In April 1864, Union General George H. Gordon received intelligence that his troops garrisoned in Volusia, Florida, might be besieged by Confederate forces. He marshaled his resources and on 21 May 1864, he departed Jacksonville with troops upriver on Army transports, accompanied by the gunboat USS Ottawa (a “90-day” gunboat) and the armed tugboat USS Columbine. They arrived at Volusia, and found that the garrison there was not at all threatened.
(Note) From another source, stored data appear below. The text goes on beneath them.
Issue #99, opened 2023-09-28
LinkField is accessible


maxime-rainville:
## Story
As visually impaired content author, I want to be able to manage Links.

## Some things to watch out for
- should be able to tab through links and press enter to open the modal, even in read-only
- opening the modal should give focus to the first field in the modal automatically
- if closing or submitting the modal using the keyboard, focus should be returned to the button which would open the modal for that link (or to the "add link" button for new link modal)
- Should be able to submit modal using the enter key when focus is on any text field
- Should be able to reorder links with the keyboard.
- Aria label should be present whenever an image/icon is used instead of text.

## Acceptance criteria
- Accessibility issues with LinkField are identified.
- Simple issues are addressed.
- Complex issues are spun up as separate card.

## Exception
- In some cases the LinkField maybe reusing other CMS UI elements that are not accessible (e.g. File Upload modal). Fixing those other elements is beyond the scope of this card.

## Note
- Since this is a one of the first time we do a proper accessibility review, we should take learning from this card into a retro topic.

## New issues created
- https://github.com/silverstripe/silverstripe-linkfield/issues/205

## PRs
- https://github.com/silverstripe/silverstripe-linkfield/pull/200

maxime-rainville:
Cassie said this should be a high priority.

emteknetnz:
> opening the modal should give focus to the first field in the modal automatically

This one is too hard for now.  Since the modal is not part of linkfield it should be enhanced in admin instead of doing something hackish in linkfield to get it to focus on the first.

In order to do this properly we'd need to create a ref via `useRef()` in FormBuilder for each field that's created, and pass that into the create form field component via an innerRef prop, and in EVERY one of react components add an innerRef prop and then put that ref on the relevant `<input>` or whatever.   We'd then have a new prop in form builder focusOnFirstField=false which can be set to true, which we'd do if opening the form builder modal via keyboard, and then formbuilder with go someRef.current.focus() on open.  This would be a signficant piece of work.

While this is nice to have, in practice all it does is save 2x tab presses to focus the first input

emteknetnz:
> Accessibility issues with LinkField are identified.

Going from https://govtnz.github.io/web-a11y-guidance/

**Accessible UX best practices:**
- Colour and contract - Out of scope for this card - broader issue with CMS that should be dealt with in a CMS redesign
- Designing documents for print - Not applicable for the CMS
[...]

PR #200, opened 2024-02-01
ENH Improve keyboard support

emteknetnz:
Issue https://github.com/silverstripe/silverstripe-linkfield/issues/99

Does the following:
- Tab through links and press enter (or space) to open the modal, even in read-only
- If closing or submitting the modal using the keyboard, focus should be returned to the button which would open the modal for that link (or to the "add link" button for new link modal)
- Reorder links with the keyboard - tab to the link handle, press enter/space then press up/down or left/right, then press enter/space to accept
- Focuses on the first input when opening the link modal with keyboard

Jest testing proved extremely hard so I haven't done much of it in this PR. I switched to using React Testing Library [userEvent](https://testing-library.com/docs/user-event/intro/) though it still didn't behave like a browser, for instance:
- keyboard sorting isn't possible because jsdom doesn't have a layout engine so cannot calculated new coords
- pressing enter/space on a react strap dropdown item didn't trigger the `onclick` handler which is triggered when doing the same in an actual browser

New issue for behat keyboard sorting:
- https://github.com/silverstripe/silverstripe-linkfield/issues/205


client/src/components/LinkField/LinkField.js
```diff
@@ -42,7 +49,6 @@ const section = 'SilverStripe\\LinkField\\Controllers\\LinkFieldController';
 const LinkField = ({
   value = null,
   onChange,
-  onNonPublishedVersionedState,
```
emteknetnz, line 45: This is unrelated refactoring to remove a non-existant prop

client/src/components/LinkField/LinkField.js
```diff
@@ -1,11 +1,18 @@
...
+  DndContext,
+  KeyboardCode,
+  KeyboardSensor,
+  PointerSensor,
+  useSensor,
+  useSensors
+} from '@dnd-kit/core';
 import { arrayMove, SortableContext, verticalListSortingStrategy } from '@dnd-kit/sortable';
 import { restrictToVerticalAxis, restrictToParentElement } from '@dnd-kit/modifiers';
-import { injectGraphql } from 'lib/Injector';
```
emteknetnz, line 8: This is unrelated refactoring to remove an unused import

client/src/components/LinkPicker/LinkPicker.scss
```diff
@@ -139,19 +139,26 @@
...
   left: 5px;
   position: absolute;
   z-index: 100;
 
   &:hover {
     cursor: grab;
   }
+
+  .font-icon-drag-handle {
+    opacity: 0%;
```
emteknetnz, line 152: Using opacity instead of display so that it can be tabbed to

client/src/components/LinkPicker/LinkPickerTitle.js
```diff
@@ -108,15 +143,7 @@ const LinkPickerTitle = ({
           role="button"
           tabIndex="0"
           className="link-picker__delete btn btn-link"
-          onKeyDown={(evt) => {
```
emteknetnz, line 111: This is unrelated refactoring, moved to handleDeleteKeyDown()

client/src/components/LinkPicker/LinkPickerTitle.js
```diff
@@ -59,6 +61,27 @@ const LinkPickerTitle = ({
...
+  const handleButtonKeyDown = (event) => {
+    // Prevent the triggering the parent's keyboard sorting handler
+    event.nativeEvent.stopImmediatePropagation();
+    event.stopPropagation();
+    if (['Enter', 'Space'].includes(event.code) && !loading) {
+      onButtonKeyDownEdit(event);
+    }
+  };
+
+  const handleDeleteKeyDown = (event) => {
```
emteknetnz, line 74: This is unrelated refactoring, was previously an inline method in render() for onKeyDown

client/src/components/LinkPicker/LinkPicker.scss
sabina-talipova, line 1: I'm not sure if this is a big problem, but shouldn't we use the same style when focusing on linkfield elements? What is the opinion of the designers?
Screenshot 2024-02-09 at 8 47 15 AM
Screenshot 2024-02-09 at 8 57 36 AM

client/src/components/LinkPicker/LinkPickerTitle.js
```diff
@@ -82,15 +114,36 @@ const LinkPickerTitle = ({
...
+    { (isMulti && !readonly && !disabled) && <div className="link-picker__drag-handle">
+      <i
+        className="font-icon-drag-handle"
+        tabIndex="0"
+        role="button"
+        aria-pressed="false"
+        aria-controls={idAttr}
+        onKeyDown={handleIconKeyDown}
+      ></i>
+    </div> }
```
sabina-talipova:
```suggestion
    { (isMulti && !readonly && !disabled) && <div className="link-picker__drag-handle"
        tabIndex="0"
        role="button"
        aria-pressed="false"
        aria-controls={idAttr}
        aria-label="Sort Links"
        onKeyDown={handleIconKeyDown}
    >
      <i
        className="font-icon-drag-handle"
        aria-hidden="true"
        focusable="false"
      ></i>
    </div> }
```

sabina-talipova: Probably, would be better to use as a button `div` element instead of `icon`. 
And also, please, add `aria-label="Sort Links"` since this element doesn't have any content that explains what this button does.

client/src/components/LinkPicker/LinkPickerTitle.js
```diff
@@ -82,15 +114,36 @@ const LinkPickerTitle = ({
...
+    <Button
+      disabled={loading}
+      className={`link-picker__button ${typeIcon}`}
+      color="secondary"
+      onClick={stopPropagation(onClick)}
+      innerRef={buttonRef}
+      onKeyDown={handleButtonKeyDown}
```
sabina-talipova, line 151: This element also should have `aria-label` attribute with something like "Add link" or "Edit link".
Otherwise, screen reader reads it as something like this `DRAFT Phone number: 1234567833333 Archive`.
This is a good article about `area` attributes. https://www.sarasoueidan.com/blog/accessible-icon-buttons/

client/src/components/LinkPicker/LinkPickerTitle.js
```diff
@@ -108,15 +161,7 @@ const LinkPickerTitle = ({
...
-          onKeyDown={(evt) => {
-            if ((evt.code === 'Enter' || evt.code === 'Space') && !loading) {
-              evt.nativeEvent.stopImmediatePropagation();
-              evt.stopPropagation();
-              onDelete(id);
-              evt.nativeEvent.preventDefault();
-              evt.preventDefault();
-            }
-          }}
+          onKeyDown={handleDeleteKeyDown}
```
sabina-talipova, line 171:
```suggestion
          onKeyDown={handleDeleteKeyDown}
          aria-label={deleteText}
```

client/src/components/LinkField/LinkField.js
```diff
@@ -106,34 +169,96 @@ const LinkField = ({
...
+  // Ensure the exact same number of hooks are called on every render
+  // If this this isn't done then a react error will be thrown when a link is deleted
+  while (refCount < 256) {
+    useRef(null);
+    refCount++;
+  }
+
+  // Focus on the LinkPickerTitle edit button when the editing modal is closed via keyboard
+  // or focus on newly created link for single (has_one) linkfield
+  useEffect(() => {
```
sabina-talipova, line 188: Just small question. Double execution `useEffect` won't it be a reason for some problems with `setInterval`?

sabina-talipova (changes requested):
Looks good, works perfect. Just tiny possible improvements.

client/src/components/LinkField/LinkField.js
emteknetnz: No, it'll just create a separate reference to a new internal.

client/src/components/LinkPicker/LinkPicker.scss
emteknetnz: I talked to design about this, they said they're happy with this as it's a default browser style and there's no need to override this as it's obvious what it's doing

client/src/components/LinkPicker/LinkPickerTitle.js
emteknetnz: Updated

client/src/components/LinkPicker/LinkPickerTitle.js

sabina-talipova (changes requested):
@emteknetnz, could you please fix this one as well https://github.com/silverstripe/silverstripe-linkfield/pull/200/files#r1483616400

client/src/components/LinkPicker/LinkPickerTitle.js
emteknetnz: I added this on line 167

emteknetnz:
@sabina-talipova Have updated

sabina-talipova (approved):
LGTM. Test locally, works perfect.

Gen. Gordon departed northward by land with his forces to return to Jacksonville, and had the navy flotilla accompanying him return by river to the city. The Ottawa headed downriver with the Army transports and left the Columbine at Volusia for another day or so to provide additional fire support “just in case.” Capt. Dickison actually attacked the Ottawa and its transports while they were at anchor off Picolata on 22 May 1864. He found out from intelligence picked up by some sly southern ladies that the Columbine would be coming back downriver in the next couple days.

Dickison deployed two field guns and his sharpshooters in the swamps on the banks of the St. Johns River near a location known as Horse Landing. The afternoon of 23 May 1864, a smudge of coal smoke on the upriver horizon indicated that the Columbine was coming down.  Surprisingly, her commander, Acting Ensign Frank Sanborn, expected a possible ambush at Horse Landing and had his guns fire a few shells into the adjacent swamps. Dickison and his men took cover and re-manned their positions after the USN gunboat ceased firing. As the tug passed by at a range of about 60 yards, Dickison’s men opened fire. The first salvos were deadly, disabling the ship’s rudder, killing most of the men in the pilothouse, and causing other damage. Although Sanborn and his crew put up a gallant defense, many of the men on board were African-american soldiers and feared for their lives, so they began to jump overboard and try to make their way to shore. Sanborn surrendered the ship and remaining crew to Dickison, who confiscated all of the weaponry and supplies he could off of the ship, including its two Dahlgren boat howitzers. He then burned and sank the ship due to fears that the Ottawa would be back upriver soon to provide defense/revenge.

This was the first known defeat/sinking of a U.S. Navy vessel by a land based force. “Urban legend” has it that Confederate Gen. Nathan Bedford Forrest heard about this action and, determined to not let some “Florida cracker” get all this glory, attacked and sunk a number of Union vessels (both warships and transports) on the Mississippi. I’m not so sure about this, myself. I think both Dickison and Forrest were “cut from the same type of cloth” and conducted their actions independently. Any thoughts or clarification from our devoted readers out there would  be welcome.

Dickison and his forces attacking the Columbine on the St. Johns River. Florida State Archives, Florida Memory Project.